O homicídio que começa no coração e se externa nas palavras é muito mais sutil que o homicídio cruento. Facilmente podemos cometê-lo, muitas vezes com “boas intenções”, das quais, como diz o provérbio, o inferno está cheio. Falo mal do próximo porque “eu estou com a razão”, porque “ele merece”, porque “preciso extravasar minha indignação”, porque “não posso deixar de desabafar o que sinto” … Poucas pessoas enxergam esse pecado. Por isso, poucas se arrependem dele e poucas se emendam. O resultado é uma cegueira contínua:
Aquele que diz que está na luz, mas odeia o seu irmão, está nas trevas até agora. O que ama o seu irmão permanece na luz, e nele não há ocasião de queda. Mas o que odeia o seu irmão está nas trevas; caminha nas trevas, e não sabe aonde vai, porque as trevas cegaram os seus olhos (1Jo 2,9-11).
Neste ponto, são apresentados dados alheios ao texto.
PR #1239, opened 2020-10-02
scala-parser-combinators: track 1.2.x instead of 1.1.x (and remove scalameter for now)

SethTisue:
this was specifically prompted by a JDK 15 fix having landed on 1.2.x, but also perhaps it's just a good idea generally to be testing the newer branch?

if it doesn't work out, I can always backport the JDK 15 thing to 1.1.x (it's just an sbt-osgi version bump)

fyi @Philippus

~~https://scala-ci.typesafe.com/job/scala-2.13.x-jdk11-integrate-community-build/1939/~~
https://scala-ci.typesafe.com/job/scala-2.13.x-jdk11-integrate-community-build/1941/


Philippus (approved):

SethTisue:
two projects failed because they are still using scala.util.parsing.json, namely scalameter and lift-json, and their only downstream project is dispatch (downstream from lift-json)

I think it would be fine fine to go forward with this and eject those three projects from the build, but notify their maintainers so they can fix the problem and be reinstated if they want

oh but actually in the case of dispatch, I think we can just exclude the `dispatch-lift-json` subproject

and for lift-json, it looks like the dependency might just be in test code, so we could just not compile or run the tests

SethTisue:
@Philippus LOL, I'm just realizing that there isn't any 1.2.x release for Scalameter to upgrade to! wdyt might it be time to roll one? (I could open a ticket in the scala-parser-combinators repo)

SethTisue:
@axel22 interested in switching ScalaMeter to use a different JSON library? looks like you're only using it in one file (`HtmlReporter.scala`)

PR #1278, opened 2020-11-03
move to newer scalameta + scalafmt + scalapb + zinc

SethTisue:
this may get bogged down in version hell, but it's worth a try, now and then surprises are pleasant

~https://scala-ci.typesafe.com/job/scala-2.13.x-jdk11-integrate-community-build/2081/~
~https://scala-ci.typesafe.com/job/scala-2.13.x-jdk11-integrate-community-build/2082/~
~https://scala-ci.typesafe.com/job/scala-2.13.x-jdk11-integrate-community-build/2083/~
https://scala-ci.typesafe.com/job/scala-2.13.x-jdk11-integrate-community-build/2090/


SethTisue:
~looks like zinc and scalameta are not going to agree about scalapb~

Santa Teresa de Calcutá, intrépida adversária do aborto, não dava lugar ao homicídio por palavras. Diz seu biógrafo Pe. Leo Maasburg que ela “por princípio, nunca proferia palavra negativa acerca de ninguém”. Interrogada sobre o seu silêncio quanto a fatos negativos de outras pessoas, incluindo as autoridades soviéticas e os funcionários de Calcutá, Madre Teresa dizia: “Sabe, padre, é melhor desculpar do que acusar”. E ainda: “Quando condenamos uma pessoa, ficamos sem tempo para amá-la”[1]. E mais: “Um pecado que nunca terei de confessar é o de ter condenado alguém”[2]
Em vez de colocar o centro do problema nos outros, ela o colocava em si própria. Dizia: “Se eu pudesse mudar alguma coisa na Igreja, eu mudaria a mim mesma”. Percebe-se que Madre Teresa entendia bem a doutrina da comunhão dos santos, tão bem expressa nesta frase da Serva de Deus Élisabeth Leseur: “Uma alma que se eleva eleva o mundo”.
O jejum que agrada a Deus
No intervalo entre o primeiro e o segundo turno das eleições presidenciais de 2022, fizemos um jejum implorando a Deus que a tragédia de um novo governo petista não se consumasse. No entanto, o candidato do PT venceu. Qual terá sido o motivo? Talvez nós o encontremos no capítulo 58 do profeta Isaías:
Por que temos jejuado e tu não vês? Temos mortificado nossas almas e não tomas conhecimento disso? (Is 58,3).
O Senhor responde:
A razão está em que jejuais para entregar-vos a contendas e rixas, para ferirdes com punho perverso. Não continueis a jejuar como agora, se quereis que a vossa voz seja ouvida nas alturas! (Is 58,4).
Ao contrário,
se afastares do meio de ti o jugo, o gesto ameaçador e a linguagem iníqua […] a tua luz brilhará nas trevas, e a escuridão será para ti como a claridade do meio dia” (Is 58,9-10).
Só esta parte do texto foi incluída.